Arts Publications
Topic: RSS Feed'Wir welken und sterben dahinnen': Carrie Pringle and the solo Flowermaidens of 1882
Musical Times, Spring 2005 by Cormack, David
[...]
Next day [5 February 1882] they all discussed the future casting of Parsifal. It is not only possible but probable that Carrie Pringle's name cropped up. She was by then studying in Italy, chaperoned by her parents, and there is a distinct likelihood that Wagner - at first unbeknown to Cosima - asked Levi to invite her to Venice for an audition.36
[...]
On the evidence of their daughter Isolde, Wagner and Cosima had a fierce altercation next morning [13 February 1883], probably over Carrie Pringle's summons to Venice. Nothing else can account for Cosima's enigmatic behavior in the next few hours, or for Dr. Keppler's strange aside in his report on the cause of death.* The end had been hastened, he said, by 'mental excitements.' He went on: 'The actual attack that so abruptly terminated the master's life must have been similarly occasioned, but it is not for me to engage in conjecture on the subject.' Why did Keppler underline the word 'must'? Had some member of the family or household staff let slip what everyone by then preferred to forget?

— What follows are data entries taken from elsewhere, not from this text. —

Issue #2957, opened 2021-11-01
[FR] Backport numpyro.render_model()


fritzo:
Replaces #1502

The old `pyro.util.save_visualization()` has languished, but users seem to like [numpyro.render_model](http://num.pyro.ai/en/stable/tutorials/model_rendering.html).  Let's port this functionality back to Pyro.

## Tasks
- [x] Support discrete latent variables in [pyro.inspect.get_dependencies()](https://docs.pyro.ai/en/latest/infer.util.html#pyro.infer.inspect.get_dependencies). @ordabayevy created a great solution to this in funsor's [ProvenanceTensor](https://github.com/pyro-ppl/funsor/blob/a6eeef75875da195d645396de4c0f4331e3c71b1/funsor/torch/provenance.py#L7); it should be easy to refactor `get_dependencies()` to use this rather than autograd to determine dependency structure.  #2959 
- [ ] Implement `pyro.render_model()` based on [pyro.inspect.get_dependencies()](https://docs.pyro.ai/en/latest/infer.util.html#pyro.infer.inspect.get_dependencies) #2962

PR #2959, opened 2021-11-03
Support discrete variables in get_dependencies() via ProvenanceTensor

fritzo:
Addresses #2957 
pair coded with @ordabayevy 

This refactors `get_dependencies()` to use @ordabayevy's `ProvenanceTensor` instead of `torch.autograd.grad`. This results in a cubic -> linear speedup, and support for tracking dependencies through discrete latent variables and through `.detach()` (fixing a previously known failure mode).

## Tested
- [x] fixed a known failure due to `.detach()`
- [x] added a new discrete test


pyro/ops/provenance.py
```diff
@@ -0,0 +1,71 @@
+# Copyright Contributors to the Pyro project.
+# SPDX-License-Identifier: Apache-2.0
+
+import torch
+
+
+class ProvenanceTensor(torch.Tensor):
+    """
+    Provenance tracking implementation in Pytorch.
```
eb8680, line 9: Maybe add slightly more documentation here explaining what extra metadata is attached and a reference to 'Wingate, David, et al. "Nonstandard Interpretations of Probabilistic Programs for Efficient Inference." NIPS. 2011'?

eb8680 (commented):
Looks reasonable. Would this ever interact with the JIT in the process of autoguide initialization? If so, is that exercised by any existing tests of e.g. `AutoStructured`?

Also, are there any noteworthy edge cases of `__torch_function__` that would produce incorrect results or cause an error? For example, does it work with most built-in `nn.Module`s (e.g. `nn.Linear`) in `torch.nn`? Maybe add a test case with the Bayesian regression example to make sure it plays nicely with `nn.Linear` and `PyroModule`?

pyro/ops/provenance.py
fritzo: done

fritzo:
> Would this ever interact with the JIT in the process of autoguide initialization?

`get_dependencies()` is called during autoguide initialization in `AutoStructured`  `AutoGaussian` which are already heavily tested with the jit and with nn.Modules in tests/infer/test_autoguide.py and tests/infer/autoguide/test_gaussian.py

> Also, are there any noteworthy edge cases of __torch_function__ that would produce incorrect results or cause an error?

@ordabayevy said the `.__torch_function__()` code is young. I expect there will be edge cases, and we can address them as they arise, but there are no know failures.

> does it work with most built-in nn.Modules ... ?

The `__torch_function__` layer is below and independent of the `nn.Module` layer. This is already tested in test_autoguide.py

fritzo:
Blocked by https://github.com/pypa/setuptools/issues/2849

eb8680 (approved):
Lgtm

fritzo:
Thanks for reviewing @eb8680 !

PR #2960, opened 2021-11-04
Work around setuptools breakage

fritzo:
Works around https://github.com/pypa/setuptools/issues/2849
Blocking #2955, #2959


fehiepsi (approved):

fritzo:
Thanks, @fehiepsi !

PR #2963, opened 2021-11-09
Change coordinatization of AutoMultivariateNormal

fritzo:
Addresses #2924 

This adds a row-wise `.scale` parameter to `AutoLowRankMultivariateNormal`. The resulting overparametrized triple (loc,scale,scale_tril) has been observed to speed up learning in `AutoLowRankMultivariateNormal` and in `AutoStructured`.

Wagner rose very late that morning. 'I must take care of myself today,' he told his manservant, Georg, while getting dressed. Despite his malaise, he took coffee with Cosima - and that, it seems clear, was when they quarrelled over Carrie Pringle's forthcoming visit.37
Gregor-Dellin did draw on some identifiable if unacknowledged sources. These include the nearly first-hand account of Wagner's death by Paul von Joukowsky (echoed in the close second-hand account by Hugh Reginald Haweis).38 The text of Keppler's report is given in an endnote on p.884 in Gregor-Dellin's German edition, referenced with the asterisk above. Its source is not mentioned, but the book concerned is listed in Gregor-Dellin's bibliography on p.895. Decades before Gregor-Dellin, Ernest Newman had at least acknowledged Henry Peri's Richard Wagner in Venedig as the source of Keppler's report, though he was unaware of who 'Henry Perl' was.39 The matter has been explained more recently:
Wagner already knew the local doctor, Friedrich Keppler, from an earlier visit to the city. Keppler had a practice in Venice, where he worked as a surgeon and gynaecologist, but spent the summer months running a practice in Wildbad. [...] The travel writer and journalist Henriette Perl ('Henry Perl', 1845-1915) prefaced her short story Richard Wagner in Venedig: Mosaikbilder aus seinen letzten Lebenstagen [Augsburg 1883] with a letter from Keppler explaining his assessment of Wagner's illnesses. [...] Keppler's findings were noted on 15 February 1883, when the body was embalmed,* and were published only in Henriette Peri's short story. Since Perl was herself in dire financial straits at this time, these findings need to be treated with the utmost caution, not least because their authenticity has never been properly established.40
The still ongoing speculation about the relationship between Wagner and Carrie Pringle can be traced to an article, 'Absturz aus Klingsors Zaubergarten', by Herbert Conrad in the Nordbayerischer Kurier (supplement Heimatbote 8) in 1978, re-worked by Curt von Westernhagen in The Musical Times the following year.41 What Martin Gregor-Dellin accepted as established fact in 1980 Geoffrey Skelton regarded as 'too tenuous for full acceptance' by 1982.42 By contrast there is incontrovertible evidence for Wagner's continuing and late erotic attachment to Judith Gautier, who turned up for the 1882 Parsifal performances - but there is also, unfortunately for the scandalmongers, incontrovertible evidence for Cosima's ability to cope with it. The facts concerning Carrie Pringle are less demonstrable.